QuantityOrFlags
The encoding is not standard. Please just reuse var-int as used in BCH already.
The reason VarInt is not used is because this number is a pushed CScript entity so it already has a size. Putting a VarInt in a script stack item specifies the size twice so it inefficient. VarInts also don’t appear in scripts. They are also complicated compared to what I specified which is basically just interpreting the number in standard little-endian format. This is very similar to what CScriptNum does except that CScriptNum has additional “minimal encoding” constraints. These minimal encoding constraints are not needed in Group prefixes because they are not malleable (do not appear in input scripts).
WRT using the lowest bit rather than the highest: Yes, it would use less room for the authorities. But use of authorities is rare compared to normal tx. And I think doing that would be a lot more confusing and likely buggy for normal use. Finally, there is a future use for some of those empty bits. In particular, they might define a maximum quantity of mint or melt that this authority can do. Doing this would be more rules though, so I think we should wait for a need to show up.
But I am willing to change this if the majority of the dev community wants it the more efficient, low bit way.
What about a 160 bit (ripe) based hash instead for the groupID?
It is generally agreed that P2SH is right on the edge with 160 bits due to the fact that for certain operations among multiple parties its security is actually 2^80 via wagner’s birthday attack. A similar attack is possible against groups where a group creator searches for a GrpId collision at difficulty 2^80 and then commits only one of the 2 transactions. This group could have a guaranteed limited supply via burning authorities. However, subsequently committing the 2nd transaction would recreate the authorities that the creator burned.
GroupIds will be highly compressible because they will be repeated a lot, especially when you consider that tokens will likely have exponential popularity (few tokens will constitute most of the transactions).
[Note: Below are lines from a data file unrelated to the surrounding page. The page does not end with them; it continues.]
Issue #3691, opened 2024-02-14
'Theories': Shift association with IM/DD/TM/GD terms to 'printing' level


balacij:
Also, rename `ModelKind(s)` to `TheoryKind(s)`.

Right now, theories are heavily associated with IMs/DDs/TMs/GDs. We want to remove that association in preparation for work that @smiths is doing on Projectile. However, we want to be able to also keep the same functionality by shifting grouping association to the display-knowledge level.

PR #5445, opened 2026-08-15
refactor(`drasil-lang/../Document`): move to new package: `drasil-document-writing`

balacij:
Contributes to #2885 

With #5444, all modules related to "document writing" are moved to the `Language.Drasil.Document` namespace. Hence, `drasil-lang` is ripe for splitting off another package: `drasil-document-writing`.

I haven't yet changed the name of the namespace in `drasil-document-writing` yet, but that is a good next step. However, I will wait for a review of this PR to confirm the new package name. Idea for the new namespace: `Drasil.Document.Writing`. However, when `drasil-printers`' AST is eventually rebuilt, we might consider also moving it to the same package. In which case, we might move it to a `Drasil.Document.Rendering` subpackage. So, perhaps `drasil-document-writing` is an inappropriate name. Or maybe this is an argument for having two separate packages entirely really. That would be closer to following the Parnas "one secret per package" rule.

Next steps for this general area of work would involve (in no particular order):

* Refactoring `Sentence` (because we currently still cheat with getting `Reference`s inserted into them as components) to enable extensibility (#2895) -- this might become an argument for moving `Sentence` into `drasil-document-writing` as we work through the task... (I'll say I doubt it for now).
* Inverting the relationship packages have with `drasil-printers`.
* Merging the rendering AST and renderers in `drasil-printers` into `drasil-document-writing`?


code/drasil-theory/package.yaml
```diff
@@ -21,6 +21,7 @@ dependencies:
 - base >= 4.7 && < 5
 - lens
 - drasil-database
+- drasil-document-writing
```
JacquesCarette, line 24: This is strange to me: why does `drasil-theory` depend on `drasil-document-writing` ?

code/drasil-metadata/stack.yaml
```diff
@@ -28,10 +28,11 @@ resolver: lts-24.51
 #   - wai
 packages:
 - .
-- ../drasil-database/
-- ../drasil-lang/
-- ../drasil-utils/
+- ../drasil-database
+- ../drasil-document-writing
```
JacquesCarette, line 32: same here: why?

JacquesCarette (changes requested):
I'm fine with `drasil-document-writing` for now, we can rename it when its true purpose becomes clear.

However, it does seem to be depended on by packages that I think don't actually use any of it. So that's curious.

code/drasil-theory/package.yaml
balacij: IMs, GDs, TMs, and DDs are all display-focused knowledge. They implement typeclasses defined in `drasil-document-writing` (i.e., `HasRefAddress` and `Referable`). I believe these types should be moved towards `drasil-srs` so we can remove this dependency. We have #3691 for that. I expect us to to work on it more deeply after the GHRC-related work, unless said work becomes blocked on this.

code/drasil-metadata/stack.yaml
balacij: It contains `Citation`s (defined in `drasil-document-writing`). I don't know if these citations should really be in `drasil-metadata`, however. They look like they belong in `drasil-srs` (because this package directly uses some of them) or `drasil-data`.

https://github.com/JacquesCarette/Drasil/blob/52f57485bd3d54e36567c10c3a8e5423da6e624a/code/drasil-metadata/lib/Drasil/Metadata/Citations.hs#L13-L52

code/drasil-theory/package.yaml
JacquesCarette: IMs, GDs, etc are all hacks-for-theories. So some of the information belongs in `drasil-theory` while some other might be display only, and maybe that does belong in `drasil-srs`.

Having said that, references and referencing has noting to do with documents! They are a very basic idea that lets you cross-link "stuff". As a hack, I'd be fine if `HasRefAddress` and `Referable` were temporarily defined in `drasil-database`... and if that's not possible (likely) then back to `drasil-lang` they go!

code/drasil-metadata/stack.yaml
JacquesCarette: All data that Drasil uses itself should be in `drasil-metadata`. `drasil-data` is user-facing data, and nothing in Drasil should use `drasil-data`; `drasil-examples` is not *in* Drasil...

`Citation` is a fundamental concept that transcends documents. Like `Person` does. It belongs somewhere where we define such things. That's currently `drasil-lang`. I'm fine with splitting off a `drasil-concept` package from  `drasil-lang` (which would mostly define `data` types in Haskell)

code/drasil-theory/package.yaml
balacij: Yes, I agree. That will be valuable "next steps" once we continue the shallow file analysis.

`HasRefAddress`, `Referable`, `Reference`, and `Citation` are very heavily influenced by LaTeX and are exclusively used in rendering in documents. `HasRefAddress` and `Rererable` help find pretty-printable inline links to other 'display-oriented', rendered chunks (e.g., `ConceptInstance`) and external links. [`Reference` and `Citation` are backwards.](https://github.com/JacquesCarette/Drasil/blob/main/People/Jason/drasil-analysis/07-15-2026-References.md)

This package does not need to be the final home to anything moved to it, but splitting off code from `drasil-lang` will simplify future analysis and work. As a kind of "bad but locally 'explainable code' maxima," moving this code to `drasil-document-writing` (/`-building`) makes sense. A revised design, clear problem, and clarified terminology would go a long way before we try to settle a final location for any of the code, however, of course.

code/drasil-metadata/stack.yaml
balacij: I agree that "references to source materials" are an important concept that transcends document _writing_ (not documents). It definitely does not ultimately belong in this package. I would be happy to move it to a new package, but maybe that would be best in a new PR after some more analysis? At the same time we do that, I would like to see things renamed.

Group flag bits are part of the hash.
The group flag bits define the properties of the group which are not changeable. That would not be “fair” to holders. Also, its more efficient to do it this way.
confusing note
hmm yes I’m trying to say something obvious very pedantically. What I’m trying to say is that OP_GROUP only has group semantics if it comes first. But it can appear anywhere in the script and is just treated as a no-op that drops its 2 arguments. This makes implementation simple.
IsStandard Changes
What you are saying is the right way to implement it. OP_GROUP appearing anywhere except as the prefix is non-standard. You can’t quite drop it because it should be stored in the UTXO, etc… but basically you can skip executing it.
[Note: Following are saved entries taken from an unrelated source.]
PR #5447, opened 2026-08-17
chore(`-printers`): remove unused `HARDNL` constructor in `Spec`

balacij:
"Hard newline" was never used. According to its comments, it was only meant to be temporary. We can (and should) remove it before there is any usage of it.


JacquesCarette (approved):
Nice catch.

There was pressure years ago for the Group prefix to be interpretable as part of a normal script, since its in the “CScript”. Group could even be implemented as a soft fork by reusing one of the NO-OP instructions.
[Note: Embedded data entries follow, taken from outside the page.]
PR #5423, opened 2026-08-10
refactor(srs-gen/`IntroSec`): reuse "program name" information (rather than feeding in from `SRSDecl`)

balacij:
Contributes to #5414

Closes #3529

Note: this one has `stable/` changes!

This PR reuses the "program name" field of the SRS encoding so as to avoid having users frequently readdress the program name `CI`. As a result, some `Sentence`-hacking was uncovered in both SSP and SWHS[NoPCM]: adding in an extra note, explaining that the projects were based on manually-created artifacts.

This PR makes the introduction section of each program a bit more uniform ~~and ensures program name abbreviations are introduced next to the first mention of the full program title~~, ensuring the first sentence of the second paragraph of the introductory paragraphs in the "Introduction" sections of the SRS is of the form: `The following section provides an overview of the software requirements specification (SRS) for <NAME>.`, where `<NAME>` is always the short form name of the project. For example, [BSS](https://jacquescarette.github.io/Drasil/examples/bss/SRS/HTML/BSS_SRS.html#Sec:Intro) and [DblPend](https://jacquescarette.github.io/Drasil/examples/dblpend/SRS/HTML/DblPend_SRS.html) use the "long form" names in title case, [GamePhysics](https://jacquescarette.github.io/Drasil/examples/gamephysics/SRS/HTML/GamePhysics_SRS.html#Sec:Intro) and [GlassBR](https://jacquescarette.github.io/Drasil/examples/glassbr/SRS/HTML/GlassBR_SRS.html#Sec:Intro) use the short form, [SWHSNoPCM](https://jacquescarette.github.io/Drasil/examples/swhsnopcm/SRS/HTML/SWHSNoPCM_SRS.html#Sec:Intro) uses a lowercase expansion of SWHSNoPCM. In a subsequent PR/issue, we would refine the introduction sections. There is considerable duplication between them (e.g., each contain introduction sentences introducing the short forms, linking to the "original, manually created version," with duplicated Haskell code, but all have unimportant wording variations).

PR #5460, opened 2026-08-20
fix(pdcontroller): expand project title

balacij:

If no one cares about this anymore, then the most extensible way to do it is to make CScript be divided into an “attribute prefix” and then the actual script (if there is one). We could use a single leading opcode to identify such a “CAttributeScript”. There are other interesting attributes. For example, if there’s an opcode that pushes attribute N onto the stack then scripts that enforce constraints on other scripts could be much simpler to write since all the variable parts could be factored out into attributes. And really when you think about, P2SH is better conceived of as attribute: the hash of the script that will be supplied later. Its not a viable script which is why bitcoind needs to handle it specially.
But again I’d like to hear overwhelming support from the community for a change like that. Making OP_GROUP an executable opcode that just pops its args from the stack is the minimum-change path.
Subgroup ID
Note that the subgroup id is limited by the maximum stack size. I don’t have strong feelings about this or about what this number should be. But at a minimum, encoding another cryptographic hash makes sense since that hash can act as lookup-and-proof of some larger amount of data.
At the same time, I have always felt that we can solve data-on-blockchain problems by encouraging miners to charge more for data transactions (esp. now that double spend proofs exist), which is why I specced it this way.
So I’m happy with whatever BCHN as the majority hash power or the dev community at large chooses so long as its >= 32 bytes.